PR #2756, opened 2026-09-03
test: harden XSS negative assertion in Series chart test

lechedesnatada23:
**Description**

First of all — thank you @doublegate for the exceptionally thorough report
in #2746, and @GCHQDeveloper581 for the guidance. Sending separate PRs per
your suggestion; this one addresses item 6.

The `unexpectedMatch` pattern guarding the Series chart XSS fix
(GHSA-fx6f-382r-j72c) was case-sensitive:

```js
unexpectedMatch: /<script>|__data__=/,
```

The test feeds a lowercase payload, so the assertion holds today — but a
future regression that emitted `<SCRIPT>` (or a stray `</SCRIPT>`) into
the serialized SVG would pass the test while the hole was open. A negative
assertion narrower than the thing it asserts against can go green on
exactly the bug it exists to catch.

This PR matches the tag opening case-insensitively instead of the literal
string, and covers closing tags too:

```js
unexpectedMatch: /<[\s/]*script\b|__data__=/i,
```

Pattern check against vectors:

| Serialized SVG contains       | old    | new    |
| ----------------------------- | ------ | ------ |
| `<script>` (original payload) | caught | caught |
| `<SCRIPT>`                    | missed | caught |
| `<ScRiPt>`                    | missed | caught |
| stray `</script>`             | missed | caught |
| benign `<svg ...>` output     | pass   | pass   |

Sweep of the other `unexpectedMatch` uses: there are three more, all in
`tests/operations/tests/Magic.mjs` (`/Defang_IP_Addresses/`,
`/A1Z26 Cipher Decode/` twice). They assert against literal operation
names, which are case-stable identifiers rather than markup, so the
case-sensitivity failure mode does not apply to them; they are left
unchanged.

**Existing Issue**

Addresses item 6 of #2746. Items 4 and 5 are addressed in #2757 and #2758.

**Screenshots**

N/A — no visual changes.

**AI disclosure**

Prepared with AI assistance: Kimi Code CLI (Kimi, by Moonshot AI), used
for codebase analysis, patch preparation and test runs, under the
direction of @lechedesnatada23.

**Test Coverage**

Node.js test suite: 274/274 passing; operation test suite: 2301/2301
passing; `npm run lint` clean — all on this branch, on Node 24 (per
`.nvmrc` / `engines`).

Thanks for your time reviewing — happy to rework or split this further
if that's easier.

Issue #2746, opened 2026-09-01
Bug report: six small defects found tracking master (duplicate operation, RenderMarkdown drops <a>, stale JSDoc, brittle test regexes, bare Error in 3 operations)


doublegate:
**Describe the bug**

Six small defects found while tracking `master` in a downstream fork. Each is verified against **`master` at `a1c2df02`** (2026-08-29), not merely against the v11.4.0 tag, and each is stated with the evidence rather than as a suggestion.

They are grouped in one issue because individually they are small and none is urgent; say the word and I will split any of them out, or open PRs — several are one-liners.

Two further findings from the same sweep were **security-adjacent and have been reported privately** through this repository's private vulnerability reporting, per `SECURITY.md`. They are not described here.

---

### 1. `GeneratePrime.mjs` and `RandomPrime.mjs` are byte-identical, so one is unreachable

Both declare `this.name = "Pseudo-Random Prime Generator"`. `OperationConfig` is keyed by name, so **505 operation files yield 504 config entries** — one file is shadowed and can never be selected.

```
$ diff src/core/operations/GeneratePrime.mjs src/core/operations/RandomPrime.mjs
(no output — byte-identical on master)
```

No capability is lost, since the shadowed file is a copy of the surviving one, but it is a maintenance hazard: edit one and whether the change takes effect depends on iteration order. Introduced by the Generate Prime work in v11.3.0.

**Suggested fix:** delete one file.

---

### 2. `RenderMarkdown` drops the opening `<a>` tag when `target` is already set

`src/core/operations/RenderMarkdown.mjs`, `makeLinksOpenInNewTab`:

```js
md.renderer.rules.link_open = function (tokens, idx, options, env, self) {
    const token = tokens[idx];
    if (token.attrIndex("target") >= 0) {
        // Target attribute already set, do not replace.
        return;                     // <-- returns undefined instead of rendering
    }
    token.attrPush(["target", "_blank"]);
    return defaultRender(tokens, idx, options, env, self);
};
```

markdown-it renders whatever the rule returns, so returning `undefined` **omits the opening `<a>` tag entirely** — the link text and the closing `</a>` still render, producing malformed HTML. The comment says "do not replace", but the code does not fall through to the default renderer.

**Suggested fix:**

```js
if (token.attrIndex("target") >= 0) {
    return defaultRender(tokens, idx, options, env, self);
}
```

[...]

PR #2757, opened 2026-09-03
test: make JPath RCE error assertion resilient to message variants

lechedesnatada23:
**Description**

First of all — thank you @doublegate for the exceptionally thorough report
in #2746, and @GCHQDeveloper581 for the guidance. Sending separate PRs per
your suggestion; this one addresses item 4.

The `expectedMatch` in the script-based RCE regression test
(`tests/operations/tests/Code.mjs`, "JPath Expression: Script-based RCE")
was:

```js
expectedMatch: /^Invalid JPath expression: jsonPath: Cannot read properties of {2}\(reading 'constructor'\): /
```

`{2}` is a quantifier on the preceding space, so the assertion requires
*exactly two* spaces in the runtime error message. That is currently true —
the receiver in the message is empty, so it renders as
`properties of  (reading 'constructor')` with a double space — but the
assertion is coupled to that exact spacing and will break on some future
Node or jsonpath-plus message change without the operation being wrong. It
also reads like a literal `{2}` typo.

This PR relaxes the receiver to `\S*` followed by optional whitespace:

```js
expectedMatch: /^Invalid JPath expression: jsonPath: Cannot read properties of \S* ?\(reading 'constructor'\): /
```

so the assertion still anchors on the operation's
`Invalid JPath expression` prefix and the rejected constructor-access
payload, while tolerating receiver-word and spacing variants. Checked
against the message currently produced on master and the standard V8
renderings (`of undefined (reading 'constructor')`,
`of null (reading 'constructor')`): all match; an unrelated parse error
(`Expected ) at character 237`) does not.

Also moves the stray closing brace of the test object onto its own line.

**Existing Issue**

Addresses item 4 of #2746. Items 5 and 6 are addressed in #2758 and #2756.

**Screenshots**

N/A — no visual changes.

**AI disclosure**

**Test Coverage**

Node.js test suite: 274/274 passing; operation test suite: 2301/2301
passing; `npm run lint` clean — all on this branch, on Node 24 (per
`.nvmrc` / `engines`).

Thanks for your time reviewing — happy to rework or split this further
if that's easier.


GCHQDeveloper581 (approved):
Looks good!

Thanks for your contribution.

lechedesnatada23:
Thank you for the review and the merge!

_Task to carry out_
Find the string "Invalid" in the material above, and report every line where it occurs.

_The completed task_
expectedMatch: /^Invalid JPath expression: jsonPath: Cannot read properties of {2}\(reading 'constructor'\): /
expectedMatch: /^Invalid JPath expression: jsonPath: Cannot read properties of \S* ?\(reading 'constructor'\): /
`Invalid JPath expression` prefix and the rejected constructor-access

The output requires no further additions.